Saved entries
━━━━━━━━

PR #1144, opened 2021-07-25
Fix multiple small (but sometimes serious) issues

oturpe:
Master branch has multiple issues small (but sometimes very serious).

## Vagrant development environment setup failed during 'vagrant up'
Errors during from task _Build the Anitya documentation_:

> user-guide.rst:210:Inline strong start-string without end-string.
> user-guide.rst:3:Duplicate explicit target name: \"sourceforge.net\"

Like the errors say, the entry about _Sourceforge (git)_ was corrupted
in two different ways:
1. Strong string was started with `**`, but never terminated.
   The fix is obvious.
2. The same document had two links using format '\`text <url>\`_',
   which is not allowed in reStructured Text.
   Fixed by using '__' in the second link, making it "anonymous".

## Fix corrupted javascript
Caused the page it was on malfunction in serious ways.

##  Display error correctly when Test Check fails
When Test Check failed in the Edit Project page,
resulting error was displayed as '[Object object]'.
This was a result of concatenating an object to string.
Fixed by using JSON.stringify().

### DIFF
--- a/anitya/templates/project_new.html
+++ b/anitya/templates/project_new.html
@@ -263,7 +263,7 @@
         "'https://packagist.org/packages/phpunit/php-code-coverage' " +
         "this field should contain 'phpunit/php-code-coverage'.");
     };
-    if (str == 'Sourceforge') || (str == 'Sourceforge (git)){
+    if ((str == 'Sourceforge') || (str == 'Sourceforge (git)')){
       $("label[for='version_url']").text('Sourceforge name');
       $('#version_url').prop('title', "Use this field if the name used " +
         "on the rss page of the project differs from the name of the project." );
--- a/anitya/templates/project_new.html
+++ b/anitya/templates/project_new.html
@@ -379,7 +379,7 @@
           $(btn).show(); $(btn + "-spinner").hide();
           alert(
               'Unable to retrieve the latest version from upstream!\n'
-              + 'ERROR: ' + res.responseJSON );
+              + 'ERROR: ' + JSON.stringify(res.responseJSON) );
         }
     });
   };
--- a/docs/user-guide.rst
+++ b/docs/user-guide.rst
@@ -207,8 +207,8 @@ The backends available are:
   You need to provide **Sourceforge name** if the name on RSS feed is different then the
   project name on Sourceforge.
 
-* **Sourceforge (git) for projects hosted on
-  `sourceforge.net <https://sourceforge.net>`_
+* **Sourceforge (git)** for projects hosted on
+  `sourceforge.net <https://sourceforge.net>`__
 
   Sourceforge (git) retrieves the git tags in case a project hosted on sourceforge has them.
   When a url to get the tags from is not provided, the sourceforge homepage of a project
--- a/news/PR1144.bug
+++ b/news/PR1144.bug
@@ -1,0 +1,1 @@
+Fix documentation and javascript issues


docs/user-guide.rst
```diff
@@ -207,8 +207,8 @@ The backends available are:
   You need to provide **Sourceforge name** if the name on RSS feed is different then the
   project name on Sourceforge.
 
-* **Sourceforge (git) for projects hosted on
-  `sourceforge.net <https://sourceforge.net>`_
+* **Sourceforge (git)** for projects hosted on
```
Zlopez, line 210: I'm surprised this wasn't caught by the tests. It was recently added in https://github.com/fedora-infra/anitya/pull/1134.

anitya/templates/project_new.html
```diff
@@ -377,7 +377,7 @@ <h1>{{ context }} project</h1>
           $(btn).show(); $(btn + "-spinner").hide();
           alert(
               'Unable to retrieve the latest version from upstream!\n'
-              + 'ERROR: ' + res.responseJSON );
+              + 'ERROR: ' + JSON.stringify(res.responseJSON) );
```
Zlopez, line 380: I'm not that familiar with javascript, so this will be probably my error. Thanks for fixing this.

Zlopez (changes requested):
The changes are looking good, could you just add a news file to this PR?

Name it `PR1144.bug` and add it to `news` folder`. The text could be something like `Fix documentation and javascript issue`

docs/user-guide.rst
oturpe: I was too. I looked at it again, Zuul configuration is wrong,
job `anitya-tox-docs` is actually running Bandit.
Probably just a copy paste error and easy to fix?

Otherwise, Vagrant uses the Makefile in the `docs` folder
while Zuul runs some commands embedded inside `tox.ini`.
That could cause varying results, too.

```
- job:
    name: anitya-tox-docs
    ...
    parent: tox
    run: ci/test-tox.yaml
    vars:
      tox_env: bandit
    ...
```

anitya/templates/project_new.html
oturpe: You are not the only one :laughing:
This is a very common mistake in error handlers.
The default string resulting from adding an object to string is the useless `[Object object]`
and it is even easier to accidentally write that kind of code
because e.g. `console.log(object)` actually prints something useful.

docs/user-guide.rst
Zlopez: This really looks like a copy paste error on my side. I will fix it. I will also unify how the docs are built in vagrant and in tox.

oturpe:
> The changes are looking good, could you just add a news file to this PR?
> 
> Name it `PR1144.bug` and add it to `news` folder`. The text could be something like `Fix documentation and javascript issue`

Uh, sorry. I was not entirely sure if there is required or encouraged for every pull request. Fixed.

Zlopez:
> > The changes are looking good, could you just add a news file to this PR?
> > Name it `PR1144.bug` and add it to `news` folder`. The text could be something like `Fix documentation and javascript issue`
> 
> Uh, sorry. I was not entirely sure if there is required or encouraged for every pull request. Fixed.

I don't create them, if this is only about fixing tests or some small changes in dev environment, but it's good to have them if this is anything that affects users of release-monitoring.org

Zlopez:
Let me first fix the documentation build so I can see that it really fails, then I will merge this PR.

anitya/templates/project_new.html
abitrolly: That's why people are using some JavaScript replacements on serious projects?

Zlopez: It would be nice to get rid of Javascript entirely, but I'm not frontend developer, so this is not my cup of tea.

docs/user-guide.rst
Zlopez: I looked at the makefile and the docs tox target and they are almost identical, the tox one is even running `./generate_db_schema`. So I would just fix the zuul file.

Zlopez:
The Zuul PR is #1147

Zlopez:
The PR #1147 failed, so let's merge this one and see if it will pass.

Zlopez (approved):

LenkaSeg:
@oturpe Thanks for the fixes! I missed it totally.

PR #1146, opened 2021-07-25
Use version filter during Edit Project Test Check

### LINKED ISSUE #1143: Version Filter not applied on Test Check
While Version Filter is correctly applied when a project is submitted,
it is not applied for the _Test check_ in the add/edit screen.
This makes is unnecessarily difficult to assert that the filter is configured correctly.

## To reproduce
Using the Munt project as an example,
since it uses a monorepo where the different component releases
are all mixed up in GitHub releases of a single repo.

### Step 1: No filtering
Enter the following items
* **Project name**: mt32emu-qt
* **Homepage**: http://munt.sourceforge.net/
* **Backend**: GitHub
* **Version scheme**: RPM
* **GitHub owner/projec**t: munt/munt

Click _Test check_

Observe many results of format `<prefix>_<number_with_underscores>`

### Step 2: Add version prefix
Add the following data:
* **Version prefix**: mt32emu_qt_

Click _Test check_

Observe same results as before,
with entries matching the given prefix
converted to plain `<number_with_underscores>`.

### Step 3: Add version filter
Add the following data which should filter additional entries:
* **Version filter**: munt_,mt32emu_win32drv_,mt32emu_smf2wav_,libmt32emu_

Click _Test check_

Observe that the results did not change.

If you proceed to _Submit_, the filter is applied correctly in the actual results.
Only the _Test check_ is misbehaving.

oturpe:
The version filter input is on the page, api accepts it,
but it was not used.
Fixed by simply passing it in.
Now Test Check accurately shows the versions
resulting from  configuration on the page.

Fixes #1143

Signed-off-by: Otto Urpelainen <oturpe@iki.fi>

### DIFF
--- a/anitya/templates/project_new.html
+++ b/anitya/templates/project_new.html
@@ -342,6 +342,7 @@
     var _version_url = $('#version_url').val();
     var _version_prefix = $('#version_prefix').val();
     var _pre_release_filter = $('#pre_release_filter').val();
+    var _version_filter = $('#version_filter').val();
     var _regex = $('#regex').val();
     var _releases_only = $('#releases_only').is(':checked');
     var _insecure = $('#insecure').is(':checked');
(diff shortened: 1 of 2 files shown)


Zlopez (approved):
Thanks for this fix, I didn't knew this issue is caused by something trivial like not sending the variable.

━━━━━━━━

# WHAT IS BEING ASKED:
Copy out the records above exactly and completely.

# EXERCISE RESPONSE:
PR #1144, opened 2021-07-25
Fix multiple small (but sometimes serious) issues

oturpe:
Master branch has multiple issues small (but sometimes very serious).

## Vagrant development environment setup failed during 'vagrant up'
Errors during from task _Build the Anitya documentation_:

> user-guide.rst:210:Inline strong start-string without end-string.
> user-guide.rst:3:Duplicate explicit target name: \"sourceforge.net\"

Like the errors say, the entry about _Sourceforge (git)_ was corrupted
in two different ways:
1. Strong string was started with `**`, but never terminated.
   The fix is obvious.
2. The same document had two links using format '\`text <url>\`_',
   which is not allowed in reStructured Text.
   Fixed by using '__' in the second link, making it "anonymous".

## Fix corrupted javascript
Caused the page it was on malfunction in serious ways.

##  Display error correctly when Test Check fails
When Test Check failed in the Edit Project page,
resulting error was displayed as '[Object object]'.
This was a result of concatenating an object to string.
Fixed by using JSON.stringify().

### DIFF
--- a/anitya/templates/project_new.html
+++ b/anitya/templates/project_new.html
@@ -263,7 +263,7 @@
         "'https://packagist.org/packages/phpunit/php-code-coverage' " +
         "this field should contain 'phpunit/php-code-coverage'.");
     };
-    if (str == 'Sourceforge') || (str == 'Sourceforge (git)){
+    if ((str == 'Sourceforge') || (str == 'Sourceforge (git)')){
       $("label[for='version_url']").text('Sourceforge name');
       $('#version_url').prop('title', "Use this field if the name used " +
         "on the rss page of the project differs from the name of the project." );
--- a/anitya/templates/project_new.html
+++ b/anitya/templates/project_new.html
@@ -379,7 +379,7 @@
           $(btn).show(); $(btn + "-spinner").hide();
           alert(
               'Unable to retrieve the latest version from upstream!\n'
-              + 'ERROR: ' + res.responseJSON );
+              + 'ERROR: ' + JSON.stringify(res.responseJSON) );
         }
     });
   };
--- a/docs/user-guide.rst
+++ b/docs/user-guide.rst
@@ -207,8 +207,8 @@ The backends available are:
   You need to provide **Sourceforge name** if the name on RSS feed is different then the
   project name on Sourceforge.
 
-* **Sourceforge (git) for projects hosted on
-  `sourceforge.net <https://sourceforge.net>`_
+* **Sourceforge (git)** for projects hosted on
+  `sourceforge.net <https://sourceforge.net>`__
 
   Sourceforge (git) retrieves the git tags in case a project hosted on sourceforge has them.
   When a url to get the tags from is not provided, the sourceforge homepage of a project
--- a/news/PR1144.bug
+++ b/news/PR1144.bug
@@ -1,0 +1,1 @@
+Fix documentation and javascript issues


docs/user-guide.rst
```diff
@@ -207,8 +207,8 @@ The backends available are:
   You need to provide **Sourceforge name** if the name on RSS feed is different then the
   project name on Sourceforge.
 
-* **Sourceforge (git) for projects hosted on
-  `sourceforge.net <https://sourceforge.net>`_
+* **Sourceforge (git)** for projects hosted on
```
Zlopez, line 210: I'm surprised this wasn't caught by the tests. It was recently added in https://github.com/fedora-infra/anitya/pull/1134.

anitya/templates/project_new.html
```diff
@@ -377,7 +377,7 @@ <h1>{{ context }} project</h1>
           $(btn).show(); $(btn + "-spinner").hide();
           alert(
               'Unable to retrieve the latest version from upstream!\n'
-              + 'ERROR: ' + res.responseJSON );
+              + 'ERROR: ' + JSON.stringify(res.responseJSON) );
```
Zlopez, line 380: I'm not that familiar with javascript, so this will be probably my error. Thanks for fixing this.

Zlopez (changes requested):
The changes are looking good, could you just add a news file to this PR?

Name it `PR1144.bug` and add it to `news` folder`. The text could be something like `Fix documentation and javascript issue`

docs/user-guide.rst
oturpe: I was too. I looked at it again, Zuul configuration is wrong,
job `anitya-tox-docs` is actually running Bandit.
Probably just a copy paste error and easy to fix?

Otherwise, Vagrant uses the Makefile in the `docs` folder
while Zuul runs some commands embedded inside `tox.ini`.
That could cause varying results, too.

```
- job:
    name: anitya-tox-docs
    ...
    parent: tox
    run: ci/test-tox.yaml
    vars:
      tox_env: bandit
    ...
```

anitya/templates/project_new.html
oturpe: You are not the only one :laughing:
This is a very common mistake in error handlers.
The default string resulting from adding an object to string is the useless `[Object object]`
and it is even easier to accidentally write that kind of code
because e.g. `console.log(object)` actually prints something useful.

docs/user-guide.rst
Zlopez: This really looks like a copy paste error on my side. I will fix it. I will also unify how the docs are built in vagrant and in tox.

oturpe:
> The changes are looking good, could you just add a news file to this PR?
> 
> Name it `PR1144.bug` and add it to `news` folder`. The text could be something like `Fix documentation and javascript issue`

Uh, sorry. I was not entirely sure if there is required or encouraged for every pull request. Fixed.

Zlopez:
> > The changes are looking good, could you just add a news file to this PR?
> > Name it `PR1144.bug` and add it to `news` folder`. The text could be something like `Fix documentation and javascript issue`
> 
> Uh, sorry. I was not entirely sure if there is required or encouraged for every pull request. Fixed.

I don't create them, if this is only about fixing tests or some small changes in dev environment, but it's good to have them if this is anything that affects users of release-monitoring.org

Zlopez:
Let me first fix the documentation build so I can see that it really fails, then I will merge this PR.

anitya/templates/project_new.html
abitrolly: That's why people are using some JavaScript replacements on serious projects?

Zlopez: It would be nice to get rid of Javascript entirely, but I'm not frontend developer, so this is not my cup of tea.

docs/user-guide.rst
Zlopez: I looked at the makefile and the docs tox target and they are almost identical, the tox one is even running `./generate_db_schema`. So I would just fix the zuul file.

Zlopez:
The Zuul PR is #1147

Zlopez:
The PR #1147 failed, so let's merge this one and see if it will pass.

Zlopez (approved):

LenkaSeg:
@oturpe Thanks for the fixes! I missed it totally.

PR #1146, opened 2021-07-25
Use version filter during Edit Project Test Check

### LINKED ISSUE #1143: Version Filter not applied on Test Check
While Version Filter is correctly applied when a project is submitted,
it is not applied for the _Test check_ in the add/edit screen.
This makes is unnecessarily difficult to assert that the filter is configured correctly.

## To reproduce
Using the Munt project as an example,
since it uses a monorepo where the different component releases
are all mixed up in GitHub releases of a single repo.

### Step 1: No filtering
Enter the following items
* **Project name**: mt32emu-qt
* **Homepage**: http://munt.sourceforge.net/
* **Backend**: GitHub
* **Version scheme**: RPM
* **GitHub owner/projec**t: munt/munt

Click _Test check_

Observe many results of format `<prefix>_<number_with_underscores>`

### Step 2: Add version prefix
Add the following data:
* **Version prefix**: mt32emu_qt_

Click _Test check_

Observe same results as before,
with entries matching the given prefix
converted to plain `<number_with_underscores>`.

### Step 3: Add version filter
Add the following data which should filter additional entries:
* **Version filter**: munt_,mt32emu_win32drv_,mt32emu_smf2wav_,libmt32emu_

Click _Test check_

Observe that the results did not change.

If you proceed to _Submit_, the filter is applied correctly in the actual results.
Only the _Test check_ is misbehaving.

oturpe:
The version filter input is on the page, api accepts it,
but it was not used.
Fixed by simply passing it in.
Now Test Check accurately shows the versions
resulting from  configuration on the page.

Fixes #1143

Signed-off-by: Otto Urpelainen <oturpe@iki.fi>

### DIFF
--- a/anitya/templates/project_new.html
+++ b/anitya/templates/project_new.html
@@ -342,6 +342,7 @@
     var _version_url = $('#version_url').val();
     var _version_prefix = $('#version_prefix').val();
     var _pre_release_filter = $('#pre_release_filter').val();
+    var _version_filter = $('#version_filter').val();
     var _regex = $('#regex').val();
     var _releases_only = $('#releases_only').is(':checked');
     var _insecure = $('#insecure').is(':checked');
(diff shortened: 1 of 2 files shown)


Zlopez (approved):
Thanks for this fix, I didn't knew this issue is caused by something trivial like not sending the variable.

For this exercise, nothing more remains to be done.